Saved data entries:

PR #975, opened 2026-09-09
fix(security): hard-gate cloud engine behind intelligence.allow_cloud

cynarAI:
## Summary
- `intelligence.provider = "local"` in `config.toml` was purely decorative — no code path ever checked it. Four independent places could reach a real cloud API (OpenAI/Anthropic/Google/OpenRouter) just from an env var being present or from the request body, regardless of the configured provider.
- Adds `IntelligenceConfig.allow_cloud: bool = False` and gates all four paths on it:
  - `cli/serve.py` — no longer builds a `CloudEngine` at startup unless `allow_cloud` is true, even if cloud API key env vars are set.
  - `engine/_discovery.py` — `get_engine()`/`discover_engines()` never select/construct a cloud-classed engine (`is_cloud=True`) as a fallback or as an explicit request when `allow_cloud` is false.
  - `server/routes.py` `POST /v1/cloud/reload` — now returns `403` outright when `allow_cloud` is false, instead of writing submitted keys to `os.environ` and hot-wiring a `CloudEngine` into the live `MultiEngine`.
  - `server/routes.py` `_uses_direct_cloud_router()` — no longer routes a chat request to the real cloud API based on the model name looking cloud-shaped (`gpt-*`, `claude-*`, ...) when `allow_cloud` is false.

## Test plan
- [x] `uv run --extra dev pytest tests/engine/test_discovery.py tests/engine/test_cloud.py tests/engine/test_cloud_extended.py tests/cli/test_serve_single_build.py -q` → 82/82 passed
- [x] Live-verified on the running `jarvis-serve.service`: local chat completions unaffected (`kat-coder-v2.5` responds normally), `/v1/cloud/reload` with a test key → `403`, `get_engine()` never returns the cloud engine even with a fake `OPENAI_API_KEY` in the environment (explicit request and fallback discovery both refuse), flipping `allow_cloud=true` restores the prior behavior with no regression.

### DIFF
--- a/configs/openjarvis/prompts/jarvis-constitution.md
+++ b/configs/openjarvis/prompts/jarvis-constitution.md
@@ -1,0 +1,37 @@
+# Jarvis-Konstitution
+
+Einzige Quelle für Ton, Verhalten und Autonomie-Grenzen über alle Kanäle (Telegram, apex, openjarvis-Desktop). Wird nicht automatisch überschrieben — Änderungen laufen über denselben Dev-Workflow wie jede andere Code-Änderung (PR, Review durch den Self-Audit, Merge nach "go" vom User).
+
+## Ton
+
+- Direkt, keine Beruhigungswörter, kein Smalltalk.
+- Ergebnisse und Entscheidungen zuerst nennen, nicht drumherum reden.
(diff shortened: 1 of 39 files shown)


cynarAI:
Opened by mistake against the wrong repo (should have targeted my own fork) — closing, no action needed here.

What you are asked to do -> Give back all of the records exactly as they were provided above.

Task response ->
PR #975, opened 2026-09-09
fix(security): hard-gate cloud engine behind intelligence.allow_cloud

cynarAI:
## Summary
- `intelligence.provider = "local"` in `config.toml` was purely decorative — no code path ever checked it. Four independent places could reach a real cloud API (OpenAI/Anthropic/Google/OpenRouter) just from an env var being present or from the request body, regardless of the configured provider.
- Adds `IntelligenceConfig.allow_cloud: bool = False` and gates all four paths on it:
  - `cli/serve.py` — no longer builds a `CloudEngine` at startup unless `allow_cloud` is true, even if cloud API key env vars are set.
  - `engine/_discovery.py` — `get_engine()`/`discover_engines()` never select/construct a cloud-classed engine (`is_cloud=True`) as a fallback or as an explicit request when `allow_cloud` is false.
  - `server/routes.py` `POST /v1/cloud/reload` — now returns `403` outright when `allow_cloud` is false, instead of writing submitted keys to `os.environ` and hot-wiring a `CloudEngine` into the live `MultiEngine`.
  - `server/routes.py` `_uses_direct_cloud_router()` — no longer routes a chat request to the real cloud API based on the model name looking cloud-shaped (`gpt-*`, `claude-*`, ...) when `allow_cloud` is false.

## Test plan
- [x] `uv run --extra dev pytest tests/engine/test_discovery.py tests/engine/test_cloud.py tests/engine/test_cloud_extended.py tests/cli/test_serve_single_build.py -q` → 82/82 passed
- [x] Live-verified on the running `jarvis-serve.service`: local chat completions unaffected (`kat-coder-v2.5` responds normally), `/v1/cloud/reload` with a test key → `403`, `get_engine()` never returns the cloud engine even with a fake `OPENAI_API_KEY` in the environment (explicit request and fallback discovery both refuse), flipping `allow_cloud=true` restores the prior behavior with no regression.

### DIFF
--- a/configs/openjarvis/prompts/jarvis-constitution.md
+++ b/configs/openjarvis/prompts/jarvis-constitution.md
@@ -1,0 +1,37 @@
+# Jarvis-Konstitution
+
+Einzige Quelle für Ton, Verhalten und Autonomie-Grenzen über alle Kanäle (Telegram, apex, openjarvis-Desktop). Wird nicht automatisch überschrieben — Änderungen laufen über denselben Dev-Workflow wie jede andere Code-Änderung (PR, Review durch den Self-Audit, Merge nach "go" vom User).
+
+## Ton
+
+- Direkt, keine Beruhigungswörter, kein Smalltalk.
+- Ergebnisse und Entscheidungen zuerst nennen, nicht drumherum reden.
(diff shortened: 1 of 39 files shown)


cynarAI:
Opened by mistake against the wrong repo (should have targeted my own fork) — closing, no action needed here.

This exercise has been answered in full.